Plaintiffs and defendant executed a stipulation of certain facts which were entered into the record prior to the trial of the case in District Court. The agreed stipulation of fact is as follows:

“1. That on March 31, 1960, a contract was entered into between the plaintiffs and the defendant for the construction of State Project No. 25-08-20, entitled Summer Grove-Shreve[651]*651port Highway, Route La.-U.S. 171, Parish of Caddo, consisting of 3.082 miles of Portland Cement concrete pavement; that the original contract amount was Nine Hundred Twenty-five Thousand Three Hundred 'Ninety-nine and 59/100 Dollars ($925,399.59) which amount was increased by virtue of ‘extra work orders’, etc, during the period of construction to a total sum of Approximately Nine Hundred Eighty-five Thousand and no/100 Dollars, ($985,000.00); That certain of these amounts have been paid by the defendant to the plaintiffs and due credit has been given therefore; that should the plaintiffs be held by the Court to be entitled to judgment in this case, then it is stipulated and agreed that the proper amount of that judgment is the full sum of Ninety-four Thousand Nine Hundred Ninety-nine and 84/100 Dollars ($94,999.84), together with legal interest from judicial demand until paid and for all costs of this suit.
“2.' That the contractors, plaintiffs herein, pursued to execute the contract with due diligence and within the time allowed by said contract and did, on August 9, 1961, submit said project for final inspection; that same was inspected by the defendant on that date and that all of the project was acceptable to the defendant with the exception of the overpass over the T & P Railway; that the defendant refused to accept the overpass over the T & P Railroad because it could not be used for the purposes intended; that the entire project would have been accepted and payment made therefor had it not been for the deteriorated condition of those portions of the overpass in which Class ‘Y’ concrete was used on that date.
“3. That all of the drawings, plans and specifications for this project were prepared by the defendant and its agents, reviewed by the United States Department of Commerce, Bureau of Public Roads, and furnished to the contractors and that they, the said contractors, followed them.

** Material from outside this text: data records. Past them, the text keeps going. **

PR #26045, opened 2026-01-28
🎨 Lazy-loaded URL service in app.js

rmgpinto:
ref https://linear.app/ghost/issue/BER-3132

- Moved urlService require from top-level to inside isMaintenanceModeEnabled function
- Allows server to start listening faster before urlService module is loaded

### DIFF
--- a/ghost/core/core/app.js
+++ b/ghost/core/core/app.js
@@ -2,17 +2,16 @@ const sentry = require('./shared/sentry');
 const express = require('./shared/express');
 const config = require('./shared/config');
 const logging = require('@tryghost/logging');
-const urlService = require('./server/services/url');
 
 const fs = require('fs');
 const path = require('path');
 
 const isMaintenanceModeEnabled = (req) => {
-    if (req.app.get('maintenance') || config.get('maintenance').enabled || !urlService.hasFinished()) {
+    if (req.app.get('maintenance') || config.get('maintenance').enabled) {
         return true;
     }
-
-    return false;
+    const urlService = require('./server/services/url');
+    return !urlService.hasFinished();
 };
 
 // We never want middleware functions to be anonymous


ghost/core/core/app.js
```diff
@@ -2,17 +2,16 @@ const sentry = require('./shared/sentry');
...
 
 const isMaintenanceModeEnabled = (req) => {
-    if (req.app.get('maintenance') || config.get('maintenance').enabled || !urlService.hasFinished()) {
+    if (req.app.get('maintenance') || config.get('maintenance').enabled) {
         return true;
     }
-
-    return false;
+    const urlService = require('./server/services/url');
+    return !urlService.hasFinished();
```
sagzy, line 14: As this middleware is called on every request, wouldn't we be creating more runtime cost here?

Wonder if we should cache the require at a module level, with e.g.

```
  let _urlService;
  const getUrlService = () => {
      if (!_urlService) {
          _urlService = require('./server/services/url');
      }
      return _urlService;
  };

```

Also I think there is an opportunity to extract the url service logic out of "isMaintenanceModeEnabled" as it doesn't semantically belong here, so maybe:

```
  const isMaintenanceModeEnabled = (req) => {
      return req.app.get('maintenance') || config.get('maintenance').enabled;
  };

  const isUrlServiceReady = () => {
      return getUrlService().hasFinished();
  };

  const maintenanceMiddleware = function maintenanceMiddleware(req, res, next) {
      if (!isMaintenanceModeEnabled(req) && isUrlServiceReady()) {
          return next();
      }

      // serve maintenance page
  };
```

sagzy (commented):
@rmgpinto left one suggestion on the code

Little note on commit message: I think we shouldn't be adding 🎨 emoji here, as this won't be a user-facing change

“4. That the contract was performed by the plaintiffs with the defendant’s employees performing their functions of supervision and inspection as set forth in the Standard Specifications for Roads and Bridges, dated July, 1955, which said publication was made a part of the contract between the plaintiffs and defendant, and specifically as set forth in said publication in Sections 5.07, 5.08 and 5.09.
“5. That prior to the construction of the project the defendant sampled, tested and approved, as being in accordance with plans and specifications, all of the component materials that went into the construction of the overpass.

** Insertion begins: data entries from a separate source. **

PR #26047, opened 2026-01-28
Removed i18n labs flag; it's been on since 2024

EvanHahn:
ref bb9a69edfede00cb30cfcbc9213489ca48101cf6

i18n has been enabled since November 2024. We can remove it from our list of always-on feature flags, remove `labs.isSet('i18n')` calls, and a bit of associated code.

### DIFF
--- a/ghost/core/core/frontend/helpers/ghost_head.js
+++ b/ghost/core/core/frontend/helpers/ghost_head.js
@@ -2,7 +2,7 @@
 // Usage: `{{ghost_head}}`
 //
 // Outputs scripts and other assets at the top of a Ghost theme
-const {labs, metaData, settingsCache, config, blogIcon, urlUtils, getFrontendKey, settingsHelpers} = require('../services/proxy');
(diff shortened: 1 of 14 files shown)


ghost/core/core/frontend/helpers/ghost_head.js
```diff
@@ -59,7 +59,7 @@ function getMembersHelper(data, frontendKey, excludeList) {
 
         const colorString = (_.has(data, 'site._preview') && data.site.accent_color) ? data.site.accent_color : '';
         const attributes = {
-            i18n: labs.isSet('i18n'),
+            i18n: true,
```
9larsons, line 62: nit: This does feel a little odd to continue passing this through/setting it, vs. removing it. That could be done separately.

9larsons (approved):
LGTM, seems to check out fine. @ErisDS will be happy to see this gone 😁.

ghost/core/core/frontend/helpers/ghost_head.js
EvanHahn: Yeah, I couldn't remove it yet, because Portal still expects it. But I can do that in a followup.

“6. That the defendant furnished to the contractors, and/or to the supplier of the contractors, the mix design for the Class ‘Y’ concrete that was used in the project and that the contractor and/or the supplier of said contractor followed it.
“7. That the locations, dimensions and details of the finished work conformed strictly to the approved plans.
“8. That to the best of the knowledge, information and belief of the defendant, the contractors performed the contract, insofar as material used and workmanship performed, as was required by the plans and specifications furnished them, without deviations therefrom.
“9. That the pouring of the Class ‘Y’ concrete on the overpass was commenced on or about October 11, 1960, and the pouring of the last span of ‘Y’ concrete was completed about December 27, 1960; that the overpass was opened to traffic about February 2, [652]*6521961, and upon traffic using it, cracking of the Class ‘Y’ concrete appeared; the overpass was closed to traffic June 20, 1961, by the defendant and the cracked portions were patched and an ''extra work order’ issued therefore; that the overpass was then reopened to ■traffic about July 5, 1961, and the cracking became progressively worse; that as of August 19, 1961, the cracking was of such extent that the defendant’s engineers considered said overpass to be unsafe and it was closed to traffic on that date and has been closed ever since; the contractor was ordered to crack out and replace all of the decking, walkways and handrails in which fhe Class ‘Y’ concrete was used, at the contractors expense; that the contractors refused to do so.
"10. That, to the best of the information, knowledge and belief of the defendant, there were no deviations from the plans and specifications insofar as material or workmanship on the part of the contractor, its agents or employees, on this project.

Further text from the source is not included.